=== Begin Enclosure ===

PR #1116, opened 2024-02-10
add new round of CH data; COUNTRY=RBD

wadhwamatic:
This PR makes a few configuration changes for RBD:
1.  Adds new CH data rounds
2. Adds 'percent of population' layers 
3. Makes a few changes in how layers are organized, using the layer group feature
4. Removes the ability to overlay the general population with special populations

## Checklist - did you ...

Test your changes with


wadhwamatic:
@ericboucher - I'm having a hard time figuring out two things. Not sure if these are bugs, config issues, or data issues. Thanks for any pointers!

1. The fallback data (admin 2 falling back on admin 1), doesn't show the full table view that admin 2 does. I think this is likely as designed but maybe something we should revisit. Not urgent though
2. Tooltip info is missing altogether for ch_pop_3_5 when the layer falls back to admin 1

Issue 1 - tooltip table view is missing for admin 1 fallback. See full table when admin2 data is available, but just the data field when we fallback to admin 1.
Screenshot 2024-02-10 at 17 07 56
Screenshot 2024-02-10 at 17 08 01

Issue 2 - tooltip info is missing for ch_pop_3_5. I tried many things on the config to try and address this. 
Tooltip fallback shows data field for ch_phase
Screenshot 2024-02-10 at 17 03 50

But for ch_pop_3_5, the tooltip doesn't show any data, even though the map symbology shows a value exists.
Screenshot 2024-02-10 at 17 04 17

wadhwamatic:
@ericboucher - there's an edge case that's causing an issue here that I didn't catch before. There's a round of data where there is 'urban' data at admin1 level, but not at admin2 level (2021-02-01). In that scenario, we don't see the option in the date picker or timeline to show data for Feb 2021 for any of the CH urban layers.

=== End Enclosure ===

WHAT TO WORK ON
Please copy, exactly and with nothing else, the lines above beginning at the line that has "3. Makes a few" and ending with the line that has "2. Tooltip info".

ANSWER BOX
3. Makes a few changes in how layers are organized, using the layer group feature
4. Removes the ability to overlay the general population with special populations

## Checklist - did you ...

Test your changes with


wadhwamatic:
@ericboucher - I'm having a hard time figuring out two things. Not sure if these are bugs, config issues, or data issues. Thanks for any pointers!

1. The fallback data (admin 2 falling back on admin 1), doesn't show the full table view that admin 2 does. I think this is likely as designed but maybe something we should revisit. Not urgent though
2. Tooltip info is missing altogether for ch_pop_3_5 when the layer falls back to admin 1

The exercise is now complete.